MFU: Model FLOP Utilization. Ratio of achieved model FLOP/s (useful computation only) to theoretical peak FLOP/s.

Micro-batch: Subdivision of batch for pipeline parallelism.

MLA (Multi-head Latent Attention): Attention variant (DeepSeek-V2/V3) that compresses key-value projections through a learned low-rank latent space, dramatically reducing KV cache memory.

MoE (Mixture of Experts): Architecture with multiple parallel FFN "experts" per layer, where a routing mechanism selects a sparse subset (top-k) of experts per token, enabling larger models without proportionally increasing compute.

N¶

NVLink: High-speed interconnect within a node. NVLink 4.0 (H100) provides ~900 GB/s bidirectional per GPU with NVSwitch; NVLink 3.0 (A100) provides ~600 GB/s.

P¶

Pipeline Parallelism (PP): Parallelism strategy splitting model layers across devices.

R¶

ReduceScatter: Collective operation reducing values and scattering shards to each process.

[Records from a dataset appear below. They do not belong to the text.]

PR #74, opened 2021-06-04
feat: useRequest

gabewomble:
As suggested by @MrArnoldPalmer, I'm breaking out the features of my original PR. This PR only includes the addition of `useRequest` and `@testing-library/react-hooks` so that we can write tests for complex hooks.

The intentions of this hook is to provide the following:
1. A stateful wrapper around promises (primarily intended for API interactions)
2. State update prevention when components unmount while the promise is pending
3. A standard state representation for promises, including loading & error state

Note: A few changes were generated by projen when adding `@testing-library/react-hooks`. The only additions I made were for useRequest


src/hooks/useRequest.ts
```diff
@@ -0,0 +1,90 @@
...
+  (...args: Parameters<T>) => Promise<void>,
+  UseRequestResponse<AwaitedReturn<T>>
+];
+
+/**
+ * Provides an API to statefully interact with promises. This hook
+ * prevents state updates if promise has not resolved before component unmounts.
+ * It will return a tuple with a request() function, and an object representing the state
+ */
+export function useRequest<T extends PromiseFn>(
```
gabewomble, line 30: B/c usage examples will be implemented in the follow-up to this work, I'll provide a quick example below:

```tsx
function UserInfo({ name }: { name: string }) {
  const [requestUserInfo, { data, loading, error }] = useRequest(fetchUserByName);

  useEffect(() => {
    void requestUserInfo(name);
  }, [name]);

  if (loading) return <Loader />;

  if (error) return <Error error={error} />;

  return <UserDetails user={data} />;
}
```

MrArnoldPalmer (approved):

PR #75, opened 2021-06-04
feat: cypress test runner

gabewomble:
This PR introduces the Cypress test runner to our application! It only has a basic configuration at this time. We will want to setup a github action to run these tests on PRs and merges to master, but the effort required warrants a separate PR.

Screen Shot 2021-06-04 at 3 04 53 PM


src/Header/index.tsx
```diff
@@ -2,7 +2,15 @@ import { Box, Flex, Heading, Input, Text } from "@chakra-ui/react";
...
-    <Box borderRadius="md" w="100%" px={1} py={3} color="white" bg="purple.600">
+    <Box
+      bg="purple.600"
+      borderRadius="md"
+      color="white"
+      data-test="header"
+      px={1}
+      py={3}
+      w="100%"
+    >
```
MrArnoldPalmer, line 13: Seems like this change is unrelated.

MrArnoldPalmer (changes requested):
just removal of the change in the Header component then 👍🏻

src/Header/index.tsx
gabewomble: Only addition is the `data-test` attr which made the Header exceed our character limit for the line

MrArnoldPalmer (approved):

PR #76, opened 2021-06-04
feat: storybook addons

gabewomble:
This PR introduces a couple new Storybook addons and fixes the theming in storybook ([solution here](https://github.com/chakra-ui/chakra-ui/issues/2527#issuecomment-728161743))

Ring Attention: Context parallelism technique that distributes key-value blocks across GPUs arranged in a logical ring. Each GPU computes attention against its local KV block while simultaneously sending/receiving blocks from neighbors, overlapping communication with computation.

Ring Algorithm: Bandwidth-optimal collective algorithm organizing processes in a logical ring.

RoPE (Rotary Position Embedding): Position encoding method applying rotation matrices to query and key vectors, enabling relative position awareness and length extrapolation.

Roofline Model: Performance analysis framework bounding throughput by compute ceiling, memory ceiling, or (extended) network ceiling.

S¶

Sequence Parallelism (SP): Parallelism strategy splitting along the sequence dimension.

Speculative Decoding: Inference optimization using a smaller "draft" model to generate candidate tokens that are verified in parallel by the larger model, improving latency without changing outputs.

SwiGLU: Activation function combining Swish and Gated Linear Unit: \(\text{SwiGLU}(x) = \text{Swish}(xW_1) \odot (xW_2)\). Widely adopted in modern LLMs (LLaMA, Mistral, DeepSeek) for improved quality over standard GELU, at the cost of an extra linear projection.

T¶

Tensor Parallelism (TP): Parallelism strategy splitting individual tensor operations (matrix multiplications) across devices.

Z¶

ZeRO: Zero Redundancy Optimizer. Memory optimization sharding optimizer states (ZeRO-1), gradients (ZeRO-2), and parameters (ZeRO-3) across data parallel ranks.